### MATERIAL PROVIDED
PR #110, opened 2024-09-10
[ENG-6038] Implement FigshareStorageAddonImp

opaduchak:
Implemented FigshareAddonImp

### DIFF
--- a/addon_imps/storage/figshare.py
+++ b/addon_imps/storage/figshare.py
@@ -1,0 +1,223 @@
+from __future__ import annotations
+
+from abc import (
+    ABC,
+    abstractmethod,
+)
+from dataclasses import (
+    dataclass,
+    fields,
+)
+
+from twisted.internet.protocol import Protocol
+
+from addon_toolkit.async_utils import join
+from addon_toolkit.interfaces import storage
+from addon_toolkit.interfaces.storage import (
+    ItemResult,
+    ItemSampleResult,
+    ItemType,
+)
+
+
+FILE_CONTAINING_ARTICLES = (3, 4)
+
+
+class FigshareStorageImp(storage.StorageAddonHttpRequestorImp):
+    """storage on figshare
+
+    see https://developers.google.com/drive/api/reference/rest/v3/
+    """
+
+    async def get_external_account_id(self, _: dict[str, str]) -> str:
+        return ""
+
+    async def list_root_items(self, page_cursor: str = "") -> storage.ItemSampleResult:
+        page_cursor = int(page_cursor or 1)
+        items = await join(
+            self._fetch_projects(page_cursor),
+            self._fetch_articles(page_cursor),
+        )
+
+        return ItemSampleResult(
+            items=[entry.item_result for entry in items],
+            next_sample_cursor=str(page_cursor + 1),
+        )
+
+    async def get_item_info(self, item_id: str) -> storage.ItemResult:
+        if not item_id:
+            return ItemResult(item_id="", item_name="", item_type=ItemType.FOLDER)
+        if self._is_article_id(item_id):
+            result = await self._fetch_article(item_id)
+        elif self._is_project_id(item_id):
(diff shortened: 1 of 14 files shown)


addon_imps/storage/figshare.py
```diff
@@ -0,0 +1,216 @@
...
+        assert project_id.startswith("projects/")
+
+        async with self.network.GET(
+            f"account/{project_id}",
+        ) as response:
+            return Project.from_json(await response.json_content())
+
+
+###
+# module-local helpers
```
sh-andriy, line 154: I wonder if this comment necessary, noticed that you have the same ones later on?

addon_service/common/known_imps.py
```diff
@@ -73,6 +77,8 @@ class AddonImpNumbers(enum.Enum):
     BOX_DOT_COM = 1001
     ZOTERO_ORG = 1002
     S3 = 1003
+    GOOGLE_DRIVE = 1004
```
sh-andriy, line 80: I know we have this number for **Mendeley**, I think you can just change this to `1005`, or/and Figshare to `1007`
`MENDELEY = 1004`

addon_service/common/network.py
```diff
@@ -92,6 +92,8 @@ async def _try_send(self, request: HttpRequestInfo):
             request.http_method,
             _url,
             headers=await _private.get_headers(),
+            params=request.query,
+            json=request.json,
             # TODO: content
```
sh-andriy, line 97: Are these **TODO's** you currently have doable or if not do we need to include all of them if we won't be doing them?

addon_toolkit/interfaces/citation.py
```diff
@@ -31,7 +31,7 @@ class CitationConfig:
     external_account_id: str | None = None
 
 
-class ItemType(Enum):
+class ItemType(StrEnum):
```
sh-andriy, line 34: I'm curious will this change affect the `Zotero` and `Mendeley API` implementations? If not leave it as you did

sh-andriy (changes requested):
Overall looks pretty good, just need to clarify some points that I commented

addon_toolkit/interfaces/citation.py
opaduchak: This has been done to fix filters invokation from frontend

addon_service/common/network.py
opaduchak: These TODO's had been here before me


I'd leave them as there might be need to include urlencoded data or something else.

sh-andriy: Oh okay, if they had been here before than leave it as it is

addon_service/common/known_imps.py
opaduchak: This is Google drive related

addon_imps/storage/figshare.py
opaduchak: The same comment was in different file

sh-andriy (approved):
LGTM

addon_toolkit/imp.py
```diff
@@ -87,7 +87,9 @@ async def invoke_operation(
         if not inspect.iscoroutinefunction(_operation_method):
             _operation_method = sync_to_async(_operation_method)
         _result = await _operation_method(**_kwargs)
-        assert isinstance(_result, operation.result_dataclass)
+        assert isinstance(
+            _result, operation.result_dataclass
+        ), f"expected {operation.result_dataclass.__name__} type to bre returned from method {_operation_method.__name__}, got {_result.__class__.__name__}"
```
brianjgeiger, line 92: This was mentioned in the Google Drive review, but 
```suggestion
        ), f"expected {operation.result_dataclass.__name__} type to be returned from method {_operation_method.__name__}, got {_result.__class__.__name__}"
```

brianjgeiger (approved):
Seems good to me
######
▶ [PROBLEM REQUIREMENTS]
List all lines from the entries that include the word "approved".

▶ [SOLUTION]
sh-andriy (approved):
brianjgeiger (approved):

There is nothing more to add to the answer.